[PATCH] libbb: in xmalloc_fgetline, use getline if enabled
Elvira Khabirova
lineprinter0 at gmail.com
Sun May 28 17:01:52 UTC 2023
When xmalloc_fgetline was introduced, getline(3) was a GNU extension
and was not necessarily implemented in libcs. Since then,
it's become a part of POSIX.1-2008 and is now implemented in
glibc, uClibc-ng, and musl.
Previously, xmalloc_fgetline directly called bb_get_chunk_from_file.
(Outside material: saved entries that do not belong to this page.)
PR #347, opened 2023-11-17
Optimize branch

User4martin:
The last section of a branch `(abc|def|last)` does not need a recursive call. Minor speed up.


Alexey-T:
@User4martin You need 'pull' as I removed old comments.

PR #356, opened 2023-11-19
Fix overflow in IsPartFixedLength / remove incorrect assert.

User4martin:
2 small fixes / see commit description


User4martin:
The assert is wrong. In a branch the next pointer does point to the end of the branch. 

However the code is otherwise correct. I.e. it should do `s:=next`.
The assert was merely testing a temp value that was never used.

PR #365, opened 2023-11-24
Use gbranch in *+ and ?

User4martin:
Since loops use branches (in some cases) let they benefit from the OP_GBRANCH

### DIFF
--- a/src/regexpr.pas
+++ b/src/regexpr.pas
@@ -1715,7 +1715,10 @@ const
   OP_SUBCALL = TREOp(65); // Call of subroutine; OP_SUBCALL+i is for group i
   OP_LOOP_POSS = TREOp(66); // Same as OP_LOOP but in non-greedy mode
 
-  OP_GBRANCH = TREOp(67); // Guarded branch
+  // Guarded branch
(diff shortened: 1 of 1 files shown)


Alexey-T:
Can you write in the src, what is the OP_GBRANCH? how it differs from OP_BRANCH?

Alexey-T:
Does it speedup something?

User4martin:
> Does it speedup something?

Yes. gets my current work from 1,25 to 1.20 secs. That's 4%

Alexey-T:
can you decipher the strange comment? -
```
begin // Emit x* as (x&|), where & means "self".
```

User4martin:
Before I make a commit

```
            // To complex for OP_STAR. Write loop using OP_BRANCH
            // 1: loop-content
            // 2: OP_Branch with 2 branches - to allow backtracking
            // 2a: OP_BACK(1) to match the loop again
            // 2b  OP_NOTHING to exit, if the loop can match no more
```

The issue with that approach is that bb_get_chunk_from_file stops
both at \n and at \0. This introduces unexpected behavior when tools
are presented with inputs containing \0. For example, in a comparison
of GNU core utils cut with busybox cut:
% echo -ne '\x00\x01\x00\x03\x04\x05\x06' | cut -b1-3 | hexdump -C
00000000 00 01 00 0a |....|
00000004
% echo -ne '\x00\x01\x00\x03\x04\x05\x06' | ./busybox cut -b1-3 | hexdump -C
00000000 0a 01 0a 03 04 05 0a |.......|
00000007
Here, due to bb_get_chunk_from_file splitting lines by \n and \0,
busybox cut interprets the input as three lines instead of one.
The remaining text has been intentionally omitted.